- Born: 26 January 1934 Bratislava, Czechoslovakia
- Died: 17 August 2025 (aged 91) Bratislava, Slovakia
- Occupations: Actor, Screenwriter
- Children: Ivo Hlaváček Michaela Hlaváčková

= Oldo Hlaváček =

Slovak actor (1934–2025)

Oldo Hlaváček (26 January 1934 – 17 August 2025) was a Slovak actor and screenwriter.

== Early life and career ==
Hlaváček began performing in the theatre, and graduated from the Academy of Performing Arts in Bratislava. During his military service, actor Ivan Krajíček came across him when looking for a scriptwriter. The two formed a cabaret duo which would perform on radio and television.
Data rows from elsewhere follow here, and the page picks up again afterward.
PR #14, opened 2015-04-27
Adding flask login

minglis:
This pull request is to complete a number of pivotal stories:

https://www.pivotaltracker.com/story/show/92213656

https://www.pivotaltracker.com/story/show/92213744

It provides log in functionality for the supplier application based on the API auth features.

**Flask-Login**

https://flask-login.readthedocs.org/en/latest/

Uses Flask-Login for the log in functionality - this uses existing flask session features and wraps it in a number of convenience methods to handle log in, log out, path protection and so on.

Currently the URLs in the "services" package are protected - this is the dashboard page and the service page. All other pages are open.

We will need to set up some beanstalk properties in production for KEYs, domains and so .

### DIFF
--- a/app/__init__.py
+++ b/app/__init__.py
@@ -7,10 +7,12 @@ from flask._compat import string_types
 
 from .main import main as main_blueprint
 from .status import status as status_blueprint
+from .flask_api_client.api_client import ApiClient
+
+api_client = ApiClient()
 
 
 def create_app(config_name):
-
     application = Flask(__name__,
                         static_folder='static/',
                         static_url_path=config[config_name].STATIC_URL_PATH)
@@ -28,6 +30,8 @@ def create_app(config_name):
     main_blueprint.config = {
         'BASE_TEMPLATE_DATA': application.config['BASE_TEMPLATE_DATA']
     }
+
+    api_client.init_app(application)
 
     return application
 
--- a/app/__init__.py
+++ b/app/__init__.py
@@ -5,8 +5,6 @@ from flask import Flask
 from config import config
 from flask._compat import string_types
 
-from .main import main as main_blueprint
-from .status import status as status_blueprint
 from .flask_api_client.api_client import ApiClient
 
 api_client = ApiClient()
@@ -17,12 +15,17 @@ def create_app(config_name):
                         static_folder='static/',
                         static_url_path=config[config_name].STATIC_URL_PATH)
 
+    from .main import main as main_blueprint
+    from .status import status as status_blueprint
+
+    application.config.from_object(config[config_name])
+
     for name in config_attrs(config[config_name]):
         if name in os.environ:
             application.config[name] = convert_to_boolean(os.environ[name])
 
-    application.config.from_object(config[config_name])
     config[config_name].init_app(application)
+    api_client.init_app(application)
 
     application.register_blueprint(status_blueprint)
     application.register_blueprint(main_blueprint,
@@ -30,8 +33,6 @@ def create_app(config_name):
     main_blueprint.config = {
         'BASE_TEMPLATE_DATA': application.config['BASE_TEMPLATE_DATA']
     }
-
-    api_client.init_app(application)
 
     return application
 
--- a/app/__init__.py
+++ b/app/__init__.py
@@ -2,12 +2,13 @@ import os
 import re
 
 from flask import Flask
+from flask_login import LoginManager
 from config import config
 from flask._compat import string_types
-
 from .flask_api_client.api_client import ApiClient
 
 api_client = ApiClient()
+login_manager = LoginManager()
 
 
 def create_app(config_name):
@@ -26,7 +27,8 @@ def create_app(config_name):
 
     config[config_name].init_app(application)
     api_client.init_app(application)
-
+    login_manager.init_app(application)
+    login_manager.login_view = '/suppliers/login'
     application.register_blueprint(status_blueprint)
     application.register_blueprint(main_blueprint,
                                    url_prefix='/suppliers')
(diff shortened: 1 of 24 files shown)


app/flask_api_client/api_client.py
```diff
@@ -0,0 +1,72 @@
...
+            headers=self.headers()
+        )
+        if res.status_code is 200:
+            return self.user_json_to_user(res.json())
+        elif res.status_code is 400:
+            # TODO log bad request
+            return None
+        else:
+            # TODO log error
+            return None
```
robyoung: We do have logging in, logs could be added with `current_app.logger.error("my error %s", "message")`.

app/flask_api_client/api_client.py
```diff
@@ -0,0 +1,72 @@
...
+        )
+        if res.status_code is 200:
+            return self.user_json_to_user(res.json())
+        elif res.status_code is 400:
+            # TODO log bad request
+            return None
+        elif res.status_code is 403:
+            # TODO log unauthorized
+            return None
+        elif res.status_code is 404:
```
robyoung: If we're returning the same thing could these be collapsed and then add a generic log message?

```python
elif res.status_code in [400, 403, 404]:
  current_app.logger.error("failed users auth [%s]", res.status_code)
else:
```

robyoung: Also, do we get the error message in the response?

app/flask_api_client/api_client.py
```diff
@@ -0,0 +1,72 @@
...
+            # TODO log not found
+            return None
+        else:
+            # TODO log error
+            return None
+
+    @staticmethod
+    def user_json_to_user(user_json):
```
robyoung: I think the model class should either be part of this module (part of the API interface) or not connected with this module at all. It makes this client library much less portable.

app/main/errors.py
```diff
@@ -1,5 +1,5 @@
 from flask import render_template
-from . import main
+from app.main import main
```
robyoung: should be a relative import

app/flask_api_client/api_client.py
```diff
@@ -0,0 +1,72 @@
+import requests
+from flask import json
+from app.model import User
```
robyoung: Should be a relative import. Also, in other modules we are separating imports from 3rd party libraries from application imports with a blank line.

app/flask_api_client/api_client.py
robyoung: Either way I think the from / to JSON functions should be on that object. eg.
```python
user  = User.from_json(user_json)
user.to_json()
```

app/main/login.py
```diff
@@ -1,20 +1,52 @@
...
+    form = LoginForm()
+    template_data = main.config['BASE_TEMPLATE_DATA']
+    if form.validate_on_submit():
+
+        user = api_client.users_auth(
+            form.email_address.data,
+            form.password.data)
+
+        if not user:
+            flash(
```
TheDoubleK: We can add categories to `flash` to distinguish between success and error messages. e.g.: 
```
flash('Sorry, we couldn't find a user with that username and password.', 'error')
```
and then in the template use:
```
{% with messages = get_flashed_messages(with_categories=true) %}
```

app/flask_api_client/api_client.py
```diff
@@ -0,0 +1,72 @@
...
+        elif res.status_code is 404:
+            # TODO log not found
+            return None
+        else:
+            # TODO log error
+            return None
+
+    @staticmethod
+    def user_json_to_user(user_json):
+        return User(
```
TheDoubleK: I might have missed something really obvious because my head is quite full of cold, but I don't see why we need our own `User` model at all here? Once the login is confirmed and we set the user as logged-in in the session then it looks like Flask has it's `current_user` method that should give us what we need without having to implement our own `User` class?  Or does Flask depend on us defining our own `User` for its auth stuff to work?  Apologies if I've completely missed the point here.

app/__init__.py
```diff
@@ -35,6 +43,11 @@ def create_app(config_name):
     return application
 
 
+@login_manager.user_loader
+def load_user(user_id):
```
TheDoubleK: Something not 100% clear to me from the docs is when this `load_user` method is called?  Is it only for initial login and cookie setting, or for every page that requires authentication?  If the latter then we'll be calling the auth API for every page load.

minglis: This is true - swithered over this for a while. Argument is any changes to the user should log that user out immediatly. Which wouldn't be possible with a cookie cache. We can optimise this by either:
- adding a timestamp into the session and checking on that expiry - say every 10mins not every request, This logic would be in the load_user method
- basing the user_id of the functionliaty of alternative tokens - problem there is you need to reload the user from the token, so it would need to be two way encryption. But we could use the email and the last password changed date or something.

Was thinking could be it;s own story

app/main/login.py
minglis: Nice, did not know.

app/flask_api_client/api_client.py
minglis: Not sure how good our error messaging is right now. I split these as a placeholder for myself to handle the conditions when logging was in. Happy to collapse.

app/__init__.py
TheDoubleK: Ok, happy to go with this for now then, supplier user traffic will generally be pretty low so the API calls probably not too much of an issue.  We'll need some sort of solution by the last week of SSP though!

app/flask_api_client/api_client.py
minglis: Rob is picking this up as part of move to utils package for shared code.

app/main/errors.py
minglis: done

app/flask_api_client/api_client.py
minglis: done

From 1971, the duo hosted the entertainment show Funnier Wins.

In 1957, he was imprisoned for one year for sedition against the republic.

In 1963 he became a member of the Drama Department of the Slovak National Theatre, where he would remain for the rest of his career.

In 2004, the President of Slovakia, Rudolf Schuster, awarded him the Cross of the President of the Slovak Republic of the Second Degree.

== Personal life and death ==
His son, Ivo Hlaváček and granddaughter Michaela Hlaváčková are both actors.

Oldo Hlaváček died on 17 August 2025, at the age of 91.